Safe Harbor Statement
This press release contains forward-looking statements as defined by the Private Securities Litigation Reform Act of 1995. Forward-looking statements include statements concerning plans, objectives, goals, strategies, future events or performance, and underlying assumptions and other statements that are other than statements of historical facts. When the Company uses words such as “may”, “will”, “intend,” “should,” “believe,” “expect,” “anticipate,” “project,” “estimate” or similar expressions that do not relate solely to historical matters, it is making forward-looking statements; specifically, the Company’s statements regarding listing on the Nasdaq Capital Market and the IPO are forward-looking statements. Forward-looking statements are not guarantees of future performance and involve risks and uncertainties that may cause the actual results to differ materially from the Company’s expectations discussed in the forward-looking statements.
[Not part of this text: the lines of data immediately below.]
PR #14978, opened 2021-05-21
HPCC-25841 Build code for WU log only if not container build

wangkx:
In containerized HPCC, the log is accessed from the 3rd party tools.

## Type of change:

## Checklist:
  - [x] The commit is signed.
  - [ ] Scalability
  - [ ] Performance
  - [ ] Security
  - [ ] Thread-safety
  - [ ] Cloud-compatibility
  - [ ] Premature optimization

## Smoketest:

### DIFF
--- a/esp/services/ws_workunits/ws_workunitsHelpers.cpp
+++ b/esp/services/ws_workunits/ws_workunitsHelpers.cpp
@@ -561,7 +561,7 @@ void WsWuInfo::getHelpers(IEspECLWorkunit &info, unsigned long flags)
             for (unsigned i = 0; i < FileTypeSize; i++)
                 getHelpFiles(query, (WUFileType) i, helpers, flags, helpersCount);
         }
-
+#ifndef _CONTAINERIZED
         getWorkunitThorLogInfo(helpers, info, flags, helpersCount);
 
         if (cw->getWuidVersion() > 0)
@@ -625,6 +625,7 @@ void WsWuInfo::getHelpers(IEspECLWorkunit &info, unsigned long flags)
                 break;
             }
         }
+#endif
 
         info.setHelpers(helpers);
         info.setHelpersCount(helpersCount);
@@ -1063,6 +1064,7 @@ void WsWuInfo::getInfo(IEspECLWorkunit &info, unsigned long flags)
     getServiceNames(info, flags);
 }
 
+#ifndef _CONTAINERIZED
 unsigned WsWuInfo::getWorkunitThorLogInfo(IArrayOf<IEspECLHelpFile>& helpers, IEspECLWorkunit &info, unsigned long flags, unsigned& helpersCount)
 {
     unsigned countThorLog = 0;
@@ -1249,6 +1251,7 @@ unsigned WsWuInfo::getWorkunitThorLogInfo(IArrayOf<IEspECLHelpFile>& helpers, IE
 
     return countThorLog;
 }
+#endif
 
 bool WsWuInfo::getClusterInfo(IEspECLWorkunit &info, unsigned long flags)
 {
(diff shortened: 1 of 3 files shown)


esp/services/ws_workunits/ws_workunitsHelpers.cpp
```diff
@@ -3760,13 +3770,20 @@ int CWsWuFileHelper::zipAFolder(const char* folder, bool gzip, const char* zipFi
     return (system(zipCommand.str()));
 }
 
+#ifdef _CONTAINERIZED
```
afishbeck, line 3773: We discussed this in our triage meeting.  People seem to agree that keeping the extra variable is probably worth it to greatly simplify the containerized IFDEFs. Rather than changing the function parameter list, and maybe even object variable just make it so that variable isn't used or has a value that makes it obsolete. That affects several similar changes in this PR.

afishbeck (changes requested):
@wangkx consensus is that we simplify the ifdefs and don't change the function parameters.. just make it so the value gets ignored in containerized.

wangkx:
@afishbeck I like the idea about simplifying the ifdefs. Please review and let me know whether I did enough.

afishbeck (approved):
@wangkx yes that looks much cleaner.

richardkchapman:
It's still possible for some components to associate a log file as a "associated file" on a workunit - for example eclcc preserves the compiler log files and attaches them. If I'm reading this right, you have disabled the ability to fetch these?

wangkx:
The "associated file" is still fetched into the ZAP report for a cloud environment. It is fetched by createZAPWUQueryAssociatedFiles() in ws_workunitsHelpers.cpp.

richardkchapman:
But can I still view the log file other than via a zap download?

esp/services/ws_workunits/ws_workunitsHelpers.cpp
```diff
@@ -510,7 +510,9 @@ EnumMapping queryFileTypes[] = {
    { FileTypeResText, "res" },
    { FileTypeHintXml, "hint" },
    { FileTypeXml, "xml" },
+#ifndef _CONTAINERIZED
```
richardkchapman, line 513: Not convinced that this should be removed

esp/services/ws_workunits/ws_workunitsHelpers.cpp
```diff
@@ -4009,7 +4021,9 @@ void CWsWuFileHelper::readWUFile(const char* wuid, const char* workingFolder, Ws
         writeToFileIOStream(workingFolder, "ArchiveQuery.xml", mb);
         break;
     case CWUFileType_CPP:
+#ifndef _CONTAINERIZED
```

These statements are subject to uncertainties and risks including, but not limited to, the following: the Company’s goals and strategies; the Company’s future business development; product and service demand and acceptance; changes in technology; economic conditions; reputation and brand; the impact of competition and pricing; government regulations; fluctuations in general economic and business conditions in China and assumptions underlying or related to any of the foregoing and other risks contained in reports filed by the Company with the SEC. For these reasons, among others, investors are cautioned not to place undue reliance upon any forward-looking statements in this press release. Additional factors are discussed in the Company’s filings with the SEC, which are available for review at www.sec.gov. The Company undertakes no obligation to publicly revise these forward-looking statements to reflect events or circumstances that arise after the date hereof.